When I learned calc, I was always taught
$$\frac{df}{dx}= f'(x) = \lim_{h\rightarrow 0} \frac{f(x+h)-f(x)}{(x+h)-x}$$
But I have heard $dx$ is called an infinitesimal and I don't know what this means. In particular, I gather the validity of treating a ratio of differentials is a subtle issue and I'm not sure I get it.
Can someone explain the difference between $dx$ and $\Delta x$?
EDIT:
Here is a related thread:
Is $\frac{\textrm{d}y}{\textrm{d}x}$ not a ratio?
I read that and this is what I don't understand:
There is a way of getting around the logical difficulties with infinitesimals; this is called nonstandard analysis. It's pretty difficult to explain how one sets it up, but you can think of it as creating two classes of real numbers: the ones you are familiar with, that satisfy things like the Archimedean Property, the Supremum Property, and so on, and then you add another, separate class of real numbers that includes infinitesimals and a bunch of other things.
Can someone explain what specifically are these two classes of real numbers and how they are different?
Answer
Back in the days of non-standard analysis, the idea of differentiation was (informally) defined as the ratio between two infinitesimal values.
The real number system (often denoted as $\mathbb{R}$) can be defined in terms of a field. It is a field with properties such as total ordering (basically means every element in it has an order), Archimedean property (which states that every two elements are within an integer multiple of each other). $\mathbb{R}$ can, however, be extended.
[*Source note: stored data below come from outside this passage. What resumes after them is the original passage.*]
PR #688, opened 2016-10-07
Fix tcd changing dir

hkupty:
This way the `tcd` won't be overriden to a `cd`, messing with tab-local directory settings.

PR #867, opened 2016-12-17
[RFC] Fix serializing/chaining

blueyed:
Ref: https://github.com/neomake/neomake/issues/577.

TODO:
 - [ ] doc: maker/jobinfo: https://github.com/neomake/neomake/issues/888
 - [ ] hook instead of .fn?! https://github.com/tweekmonster/deoplete-clang2/commit/872ff514168a719d33b8e588bc64962fa75100dd#commitcomment-20282587

PR #906, opened 2017-01-04
[RFC] more powerful filename functionality

novas0x2a:
This is an RFC for some new functionality; I haven't documented it or written unit tests for it yet, pending approval from upstream :)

One example is to allow the existence of imaginary number, $\sqrt{-1}$, in which case you would have complex numbers (and that is also a field).
Extending $\mathbb{R}$ by introducing the element infinitesimal to it would make it lose the Archimedean property.
So when Arturo Magidin talked about "two classes of real numbers", basically he is referring to $\mathbb{R}$ and an ordered field containing all elements in $\mathbb{R}$ and also infinitesimal, a "number" defined as greater than 0 but smaller than any integer unit fraction.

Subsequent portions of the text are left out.